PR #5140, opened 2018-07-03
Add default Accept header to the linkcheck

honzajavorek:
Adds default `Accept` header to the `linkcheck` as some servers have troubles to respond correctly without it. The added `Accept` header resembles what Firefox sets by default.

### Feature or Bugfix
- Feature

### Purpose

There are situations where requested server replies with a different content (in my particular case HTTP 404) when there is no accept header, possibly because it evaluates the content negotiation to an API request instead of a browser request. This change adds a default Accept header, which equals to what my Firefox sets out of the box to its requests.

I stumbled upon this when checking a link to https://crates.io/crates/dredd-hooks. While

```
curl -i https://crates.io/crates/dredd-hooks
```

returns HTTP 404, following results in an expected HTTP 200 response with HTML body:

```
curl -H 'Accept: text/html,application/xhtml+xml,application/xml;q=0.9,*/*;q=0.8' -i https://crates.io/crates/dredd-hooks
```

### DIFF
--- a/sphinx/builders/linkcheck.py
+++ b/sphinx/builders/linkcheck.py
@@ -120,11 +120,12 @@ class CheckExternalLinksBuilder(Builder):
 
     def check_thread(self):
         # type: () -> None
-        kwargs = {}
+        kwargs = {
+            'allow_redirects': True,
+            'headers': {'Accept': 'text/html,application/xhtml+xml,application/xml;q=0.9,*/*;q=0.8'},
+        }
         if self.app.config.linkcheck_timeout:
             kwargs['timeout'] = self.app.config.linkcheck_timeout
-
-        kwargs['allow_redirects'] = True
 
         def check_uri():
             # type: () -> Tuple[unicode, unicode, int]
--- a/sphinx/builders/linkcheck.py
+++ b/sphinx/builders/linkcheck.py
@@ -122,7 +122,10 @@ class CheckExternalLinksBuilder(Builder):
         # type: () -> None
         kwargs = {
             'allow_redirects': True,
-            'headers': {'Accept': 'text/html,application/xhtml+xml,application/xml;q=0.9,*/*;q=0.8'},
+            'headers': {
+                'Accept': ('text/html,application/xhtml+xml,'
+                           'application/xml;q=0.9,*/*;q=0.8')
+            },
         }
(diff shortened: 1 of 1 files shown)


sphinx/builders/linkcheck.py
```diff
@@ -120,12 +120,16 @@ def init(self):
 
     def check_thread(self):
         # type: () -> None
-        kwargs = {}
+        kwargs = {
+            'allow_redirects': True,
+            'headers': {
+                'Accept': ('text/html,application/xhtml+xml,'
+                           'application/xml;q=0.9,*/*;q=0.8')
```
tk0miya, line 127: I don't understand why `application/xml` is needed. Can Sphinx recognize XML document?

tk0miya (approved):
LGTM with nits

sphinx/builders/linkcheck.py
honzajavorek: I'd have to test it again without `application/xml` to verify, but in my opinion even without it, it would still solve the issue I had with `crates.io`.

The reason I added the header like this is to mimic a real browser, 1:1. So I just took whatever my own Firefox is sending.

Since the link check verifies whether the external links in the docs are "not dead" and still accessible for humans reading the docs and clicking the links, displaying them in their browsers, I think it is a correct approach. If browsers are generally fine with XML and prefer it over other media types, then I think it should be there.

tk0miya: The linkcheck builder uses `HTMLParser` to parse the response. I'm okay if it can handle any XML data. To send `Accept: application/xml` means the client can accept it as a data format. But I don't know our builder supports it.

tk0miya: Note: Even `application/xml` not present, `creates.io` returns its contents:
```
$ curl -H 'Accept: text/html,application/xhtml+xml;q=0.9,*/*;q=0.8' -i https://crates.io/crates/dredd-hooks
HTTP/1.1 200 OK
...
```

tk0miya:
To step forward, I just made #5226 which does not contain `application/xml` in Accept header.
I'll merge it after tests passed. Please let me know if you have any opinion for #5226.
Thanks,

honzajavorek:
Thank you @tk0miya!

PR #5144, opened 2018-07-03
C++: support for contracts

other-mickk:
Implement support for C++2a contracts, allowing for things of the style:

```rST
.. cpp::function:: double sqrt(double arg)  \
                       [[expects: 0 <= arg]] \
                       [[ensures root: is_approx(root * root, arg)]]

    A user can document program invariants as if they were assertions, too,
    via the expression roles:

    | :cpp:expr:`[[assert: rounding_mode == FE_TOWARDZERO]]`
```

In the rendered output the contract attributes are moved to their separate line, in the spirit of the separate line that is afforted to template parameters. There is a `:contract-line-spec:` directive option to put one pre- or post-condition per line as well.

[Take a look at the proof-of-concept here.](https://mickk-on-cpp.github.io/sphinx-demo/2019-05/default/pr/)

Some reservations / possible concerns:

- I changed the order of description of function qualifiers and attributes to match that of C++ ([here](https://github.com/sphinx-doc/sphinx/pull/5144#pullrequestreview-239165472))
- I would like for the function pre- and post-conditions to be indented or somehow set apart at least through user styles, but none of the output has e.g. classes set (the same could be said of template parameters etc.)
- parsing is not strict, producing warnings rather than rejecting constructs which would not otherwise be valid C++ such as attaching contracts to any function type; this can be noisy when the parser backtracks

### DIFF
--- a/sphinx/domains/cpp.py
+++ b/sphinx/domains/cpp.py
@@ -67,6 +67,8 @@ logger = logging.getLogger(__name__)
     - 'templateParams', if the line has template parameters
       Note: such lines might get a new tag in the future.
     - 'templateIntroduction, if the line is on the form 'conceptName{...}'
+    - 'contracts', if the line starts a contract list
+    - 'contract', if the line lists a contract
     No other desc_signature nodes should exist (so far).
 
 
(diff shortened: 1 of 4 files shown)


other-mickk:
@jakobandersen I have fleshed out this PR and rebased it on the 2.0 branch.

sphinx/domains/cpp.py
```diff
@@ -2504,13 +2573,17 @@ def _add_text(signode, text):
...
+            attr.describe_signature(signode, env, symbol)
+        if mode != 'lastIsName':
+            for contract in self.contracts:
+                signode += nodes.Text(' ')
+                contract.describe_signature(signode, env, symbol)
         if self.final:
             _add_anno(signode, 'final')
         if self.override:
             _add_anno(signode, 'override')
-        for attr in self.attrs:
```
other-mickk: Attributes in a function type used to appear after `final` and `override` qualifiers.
■ ■ ■ ■ ■
# INSTRUCTIONS FOR THE TASK:
Please count the lines above that contain the string "symbol" and reply with the number alone.

# SOLUTION TO THIS PROBLEM:
2